Malouin d'origine3, ce grand voyageur, qui aime raconter ses périples, ses exploits, ses aventures, a souvent affronté l'eau salée, tant l'Océan (pendant son périple en Amérique) que la Manche (pendant son exil en Angleterre) ou que la Méditerranée (pour son pèlerinage à Jérusalem).

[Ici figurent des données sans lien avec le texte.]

PR #342, opened 2021-04-15
fix(prefer-screen-queries): avoid reporting custom queries

### LINKED ISSUE #340: testing-library/prefer-screen-queries with self-written helpers
Hey

```
expect(await findByComplexText(screen, 'Selected campaigns 0')).toBeInTheDocument()
```

`eslint-plugin-testing-library@3.10.2` - no errors

`eslint-plugin-testing-library@4.0.1` - Avoid destructuring queries from `render` result, use `screen.findByComplexText` instead  testing-library/prefer-screen-queries

should this rule only apply to `testing-library` methods?

Belco90:
Closes #340


Belco90:
Merging this to release the corresponding patch.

Ses personnages sont eux aussi tôt ou tard embarqués sur les flots. Ce n'est pas en soi très étonnant : il est par bien des côtés le représentant français du romantisme européen campé de dos, face à la tempête, en proie au sublime, par Caspar David Friedrich. Cependant si Chateaubriand ressent bien en regardant l'horizon infini des eaux le sentiment de la transcendance, sa sensibilité puise à une autre source la douce certitude de la présence divine. La mer est certes pour lui le lieu où s'incarne "une idée si imposante de la grandeur et de la toute-puissance de Dieu". La force divine s'y manifeste, bien mieux que la puissance d'un Poséidon : il est le Créateur et non le régisseur, il ne règne pas sur le fond des mers, mais il le submerge chaque jour d'un ciel liquide. Lorsqu'il commande aux éléments, il ne fait pas un peu bouger la surface de l'eau, il prend la mer à la racine, la coupe en deux, la sépare comme il a séparé les éléments ; ou bien il recrée une mer, qui couvre de nouveau le sol : il provoque un déluge. Mais Chateaubriand n'est guère touché par la tempête. La mer, lorsqu'elle est démontée, devient pour lui un objet littéraire, un prétexte à la poésie : fascination ne signifie pas alors amour. Chateaubriand parle beaucoup de naufrages, de trombes d'eau, de typhon, mais c'est lorsqu'il parle peu de la mer qu'il faut vraiment l'écouter. Ce n'est point dans la peur de finir noyé que l'auteur malouin trouve le Créateur, mais dans l'émerveillement devant les vagues : non devant la grandeur de la mer, mais paradoxalement devant sa modestie répétitive4
Cette humilité de la mer vient du fait qu'elle est un lieu de l'amour divin. Elle en a l'éternité :
"Tout a changé en Bretagne, hors les vagues qui changent toujours." (La Vie de Rancé)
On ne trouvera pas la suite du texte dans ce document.